Plusieurs mois à plancher sur la mise au point du système

"Sur ce bateau, j'ai fait tout le système électrique et électronique, coaché par Luis Guervos, un électricien de marine dont le travail consistait à poser les installations et de réaliser le câblage", confie ainsi Lino Delpech, jeune ingénieur diplômé en 2022 de l'ENSEIRB-Matmeca, une grande école d'ingénieurs. Aujourd'hui âgé de 22 ans, il a effectué toutes ses études d'ingénieur en apprentissage au sein de Lalou Multi.

C'est pendant l'hiver 2021–2022 que Lino a travaillé, pendant plusieurs mois, sur "Captain Alternance". "Mes missions durant la construction étaient de designer le système d'électronique embarqué, c'est-à-dire de réaliser le schéma électrique", se souvient-il.

"Mais je devais aussi anticiper les commandes, choisir ce qu'on allait implanter à bord et optimiser le poids des équipements. C'est très important sur un bateau de course : plus son poids est réduit, plus il est compétitif et tous les choix doivent être faits dans ce sens".

"Captain Alternance" sur le chantier Lalou Multi.
"Captain Alternance" sur le chantier Lalou Multi. // © Photos fournies par le témoin

Concevoir un système fonctionnel et le plus léger possible

Les challenges de Lino étaient donc doubles sur ce projet : concevoir un système qui soit le plus léger possible, mais qui soit aussi fonctionnel. Et qui doivent remplir plusieurs missions : pilote automatique, systèmes de communication par satellite et VHF, géolocalisation…

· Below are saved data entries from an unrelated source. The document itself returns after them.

PR #3144, opened 2025-09-11
fix: note persistence switched to sqlite storage instead of json reduxState

panaC:
- the notes array from the reader publication registry are migrated to the sqlite db under the table `note_experimental` 
- both actions add/update&remove are catched in reduxSagas and redirected to sqlite INSERT/UPDATE/DELETE functions
- reader win reduxState hydrated by IPC as before but now from the sqlite db
- data synchronization still relies on redux IPC
- backward compatibity with thorium 3.2, saving to json registry state when closing the reader window


gautierchomel (approved):

src/main/db/sqlite/note.ts
```diff
@@ -0,0 +1,119 @@
...
+            pub_id TEXT NOT NULL,
+            note_id TEXT NOT NULL UNIQUE,
+            note_json TEXT NOT NULL
+            ) STRICT
+        `);
+    } catch (e) {
+        debug("SQLITE INIT TABLE NOTE ERROR !!!");
+        debug(e);
+
+        throw new Error("Cannot instanciate sqlite database with the table 'note_experimental'");
```
danielweck, line 28: `note_experimental` here too

danielweck (changes requested):

danielweck:
Can we rely on some sort of "last modified" timestamp on JSON-persisted notes? New-Thorium can check dates, and if SQL DB is stale (i.e. date behind JSON) then the app can infer that JSON was persisted by old-Thorium and in this case notes DB must be reconstructed entirely by migrating the JSON forward.

PR #3192, opened 2025-10-01
fix opds publications pagination when publications and groups

### LINKED ISSUE #3189: [opds][css] opds pagination transparency/margin when not enabled
Image

tested with https://test.opds.io/2.0/home.json

arthur-lemeur:
Fixes #3189

### DIFF
--- a/src/renderer/library/components/opds/PageNavigation.tsx
+++ b/src/renderer/library/components/opds/PageNavigation.tsx
@@ -73,7 +73,9 @@ class PageNavigation extends React.Component<IProps, undefined> {
         const element = this.fixedElementRef.current;
         const container = document.getElementById("opds_browserResults");
         const cardWrapper = document.getElementById("card_wrapper");
-        if (cardWrapper.scrollHeight >container.clientHeight) {
+        const sections = document.getElementsByTagName("section");
+        const sectionsHeightSum = Array.from(sections).reduce((sum, section) => sum + section.offsetHeight, 0);
+        if ((cardWrapper.scrollHeight + sectionsHeightSum) >container.clientHeight) {
           element.style.position = "unset";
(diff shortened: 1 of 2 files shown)


src/renderer/library/components/opds/PageNavigation.tsx
```diff
@@ -73,7 +73,9 @@ class PageNavigation extends React.Component<IProps, undefined> {
         const element = this.fixedElementRef.current;
         const container = document.getElementById("opds_browserResults");
         const cardWrapper = document.getElementById("card_wrapper");
-        if (cardWrapper.scrollHeight >container.clientHeight) {
+        const sections = document.getElementsByTagName("section");
```
danielweck, line 76: This seems like a very fragile approach, what happens if at some point in the future another `section` element is added in the DOM for a totally unrelated purpose?

Also, can the `opds_browserResults` and `card_wrapper` element IDs not be hard-coded as strings? I am concerned that this code is currently not compiler-checked so any future potential refactoring of CSS selectors and/or DOM structure will silently break this code (probably in other places as well, I haven't checked).

danielweck (changes requested):

src/renderer/library/components/opds/PageNavigation.tsx
danielweck: The problem is how fragile code like this is when future JSX evolutions refactor the DOM. Anyway, let's merge and track the issue: https://github.com/edrlab/thorium-reader/issues/3237

arthur-lemeur: Another way to handle this would be I think to pass a boolean (are there groups or not in this page) in the EntryPublicationList component, do you think it would be better?

PR #3199, opened 2025-10-06
change catalog design for profile publications slider and displayed c…

arthur-lemeur:
change catalog design for profile publications slider and displayed catalogs in libraryheader


src/renderer/library/components/catalog/Catalog.tsx
```diff
@@ -69,6 +69,7 @@ class Catalog extends React.Component<IProps, undefined> {
         const secondaryHeader = <span style={{ display: "flex", justifyContent: "end", alignItems: "end", height: "53px", borderBottom: "1px solid var(--color-verylight-grey-alt)", paddingBottom: "30px" }}><PublicationAddButton /></span>;
 
         const customizationProfileProvision = this.props.customizationProvision.find(({id}) => this.props.customizationProfileId === id);
+        const profileTitle = customizationProfileProvision?.title && typeof customizationProfileProvision.title === "object" ? customizationProfileProvision.title[this.props.locale] || customizationProfileProvision.title["en"] || "" : "";
```
danielweck, line 72: Should the fallback string not be empty but `this.props.__("catalog.customization.publications")` instead? (I haven't tested the code, just reading / reviewing it...so I could be totally wrong, sorry :)

danielweck (changes requested):

PR #612, opened 2019-07-03
Add timeouts support to vs/vsr

Dean-Coakley:
### Proposed changes
Support configuring timeouts in upstreams of VirtualServer/VirtualServerRoute

Add support for the following when using to vs/vsrs:
* connect-timeout
* read-timeout 
* send-timeout

### Checklist


Makefile
```diff
@@ -29,9 +29,9 @@ lint:
 
 test:
 ifeq ($(BUILD_IN_CONTAINER),1)
-	$(DOCKER_RUN) $(GOLANG_CONTAINER) go test ./...
+	$(DOCKER_RUN) $(GOLANG_CONTAINER) go test -race ./...
```
pleshakov: this change and the one in line 34 have nothing to do with the PR. please remove.

docs/virtualserver-and-virtualserverroute.md
```diff
@@ -189,6 +192,9 @@ max-fails: 1
...
 | `max-fails` | The number of unsuccessful attempts to communicate with an upstream server that should happen in the duration set by the `fail-timeout` to consider the server unavailable. See the [max_fails](https://nginx.org/en/docs/http/ngx_http_upstream_module.html#max_fails) parameter of the server directive. The default is set in the `max-fails` ConfgMap key. | `int` | No |
+`connect-timeout` | The timeout for establishing a connection with an upstream server. See the [proxy_connect_timeout](http://nginx.org/en/docs/http/ngx_http_proxy_module.html#proxy_connect_timeout) directive. The default is specified in the `proxy-connect-timeout` ConfigMap key. | `string` | No
+`read-timeout` | The timeout for reading a response from an upstream server. See the [proxy_read_timeout](http://nginx.org/en/docs/http/ngx_http_proxy_module.html#proxy_read_timeout) directive.  The default is specified in the `proxy-read-timeout` ConfigMap key. | `string` | No
+`send-timeout` | The timeout for transmitting a request to an upstream server. See the [proxy_send_timeout](http://nginx.org/en/docs/http/ngx_http_proxy_module.html#proxy_send_timeout) directive. The default is 60s. | `string` | No
```
```suggestion
`send-timeout` | The timeout for transmitting a request to an upstream server. See the [proxy_send_timeout](http://nginx.org/en/docs/http/ngx_http_proxy_module.html#proxy_send_timeout) directive. The default is `60s`. | `string` | No
```

docs/virtualserver-and-virtualserverroute.md
```diff
@@ -189,6 +192,9 @@ max-fails: 1
...
 | `fail-timeout` | The time during which the specified number of unsuccessful attempts to communicate with an upstream server should happen to consider the server unavailable. See the [fail_timeout](https://nginx.org/en/docs/http/ngx_http_upstream_module.html#fail_timeout) parameter of the server directive. The default is set in the `fail-timeout` ConfigMap key. | `string` | No |
 | `max-fails` | The number of unsuccessful attempts to communicate with an upstream server that should happen in the duration set by the `fail-timeout` to consider the server unavailable. See the [max_fails](https://nginx.org/en/docs/http/ngx_http_upstream_module.html#max_fails) parameter of the server directive. The default is set in the `max-fails` ConfgMap key. | `int` | No |
+`connect-timeout` | The timeout for establishing a connection with an upstream server. See the [proxy_connect_timeout](http://nginx.org/en/docs/http/ngx_http_proxy_module.html#proxy_connect_timeout) directive. The default is specified in the `proxy-connect-timeout` ConfigMap key. | `string` | No
```
pleshakov: For the added links, use `https://nginx.org` for consistency with the existing links

internal/configs/version1/config.go
```diff
@@ -105,6 +105,7 @@ type Location struct {
 	Upstream             Upstream
 	ProxyConnectTimeout  string
 	ProxyReadTimeout     string
+	ProxySendTimeout     string
```
pleshakov: this is not required. the scope of the PR is for VS/VSR, not Ingress resources.

internal/configs/ingress_test.go
```diff
@@ -161,6 +161,7 @@ func createExpectedConfigForCafeIngressEx() version1.IngressNginxConfig {
 						Upstream:            coffeeUpstream,
 						ProxyConnectTimeout: "60s",
 						ProxyReadTimeout:    "60s",
+						ProxySendTimeout:    "60s",
```
pleshakov: all the changes in this file are not required. See the comment in the `internal/configs/version1/config.go` file.

internal/configs/version2/config.go
```diff
@@ -11,9 +11,12 @@ type VirtualServerConfig struct {
 
 // Upstream defines an upstream.
 type Upstream struct {
-	Name     string
-	Servers  []UpstreamServer
-	LBMethod string
+	Name                string
+	Servers             []UpstreamServer
+	LBMethod            string
+	ProxyConnectTimeout string
```
pleshakov: lines 17-19 are not necessary

pkg/apis/configuration/validation/validation_test.go
```diff
@@ -3,10 +3,9 @@ package validation
 import (
```
pleshakov: no need to change this file

internal/configs/virtualserver.go
```diff
@@ -401,14 +419,14 @@ func generateRulesRouteConfig(route conf_v1alpha1.Route, upstreamNamer *upstream
...
 
-var specialMapParameters = map[string]bool{
-	"default":   true,
-	"hostnames": true,
-	"include":   true,
-	"volatile":  true,
-}
-
 func generateValueForRulesRouteMap(matchedValue string) (value string, isNegative bool) {
+	var specialMapParameters = map[string]bool{
```
pleshakov: this map is a constant. there is no need to put in the `generateValueForRulesRouteMap` func

internal/configs/ingress.go
```diff
@@ -235,6 +235,7 @@ func createLocation(path string, upstream version1.Upstream, cfg *ConfigParams,
 		Upstream:             upstream,
 		ProxyConnectTimeout:  cfg.ProxyConnectTimeout,
 		ProxyReadTimeout:     cfg.ProxyReadTimeout,
+		ProxySendTimeout:     cfg.ProxySendTimeout,
```
pleshakov: this is not required. see the comment in the `internal/configs/version1/config.go` file

internal/configs/virtualserver.go
Rulox: What is the reason to change this to inside the function? I am curious 🤔

internal/configs/virtualserver.go
```diff
@@ -81,9 +81,22 @@ func (namer *variableNamer) GetNameForVariableForRulesRouteMainMap(rulesIndex in
...
+	}
+	return conf_v1alpha1.Upstream{}
+}
+
 func generateVirtualServerConfig(virtualServerEx *VirtualServerEx, tlsPemFileName string, baseCfgParams *ConfigParams, isPlus bool) version2.VirtualServerConfig {
 	ssl := generateSSLConfig(virtualServerEx.VirtualServer.Spec.TLS, tlsPemFileName, baseCfgParams)
 
+	// oUpstreams keeps track of conf_v1alpha1.Upstreams as they are created
+	// necessary to know what Location references which Upstream
+	var oUpstreams []conf_v1alpha1.Upstream
```
pleshakov: use a map to store upstreams. this way you won't need to have `getUpstream` function.

the key of the map should be the generated upstream name. That name is unique among all upstream. Right now there is a bug in your code: consider the case when you have an upstream with the same name  in VS and VSR.

regarding the variable name, I suggest calling it `crUpstreams`, where cr stands fo custom resources.

internal/configs/virtualserver.go
Dean-Coakley: I simply don't like to have global variables unless there's a good reason for them. This seems only used within this func. I think it's also slightly easier to read.

Would you like me to revert this? - Why?

pleshakov: it is a variable but it is a constant. we never change it. there is no need to initialize it every time that function is called.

Lino est intarissable sur le pilote automatique du voilier, qui "se rapproche de celui d'un avion" : "Il peut contrôler le bateau en fonction d’énormément de paramètres. Il peut ainsi recalculer le vent réel par rapport au vent apparent ou l’inclination du bateau pour éviter qu'il ne plante dans les vagues. Il possède aussi des fonctions de sécurité, des modes de pilotage alternatif pour lisser les accélérations."

Le système conçu par Lino devait aussi consommer peu d'énergie, car "Captain Alternance" cultive une image de voilier soucieux de son impact. "Le bateau est réalisé à 98% avec des matériaux recyclables, en particulier de la résine recyclable. Au moment de sa construction, ce bateau était la plus grande construction au monde en résine recyclable", précise le jeune ingénieur.

"Captain Alternance" sur les quais de Saint-Malo avant le départ de la Route du Rhum.
"Captain Alternance" sur les quais de Saint-Malo avant le départ de la Route du Rhum. // © Thibaut Cojean

Le projet le plus formateur de toutes ses études

Cette résine thermoplastique n'a pas laissé que des souvenirs agréables à l'apprenti. "Au moment où je suis intervenu dans la construction de ce bateau, les stratifiés n'étaient pas terminés. Or la particularité de cette résine est qu'elle dégage une très forte odeur de citron à vous dégoûter du citron, pour ne pas dire plus !" sourit Lino.

Il préfère garder un souvenir plus positif de cette expérience professionnelle : "C'est la première fois que j'étais en charge de la quasi-totalité du projet, y compris du choix des composants. C'est le projet sur lequel j'ai eu le plus d'autonomie, où je me suis le plus gratté la tête et qui a donc été le plus formateur !" conclut celui qui monte actuellement sa propre entreprise dans le domaine des systèmes embarqués.

Sa petite embarcation professionnelle bien à lui prendra son départ dans quelques semaines.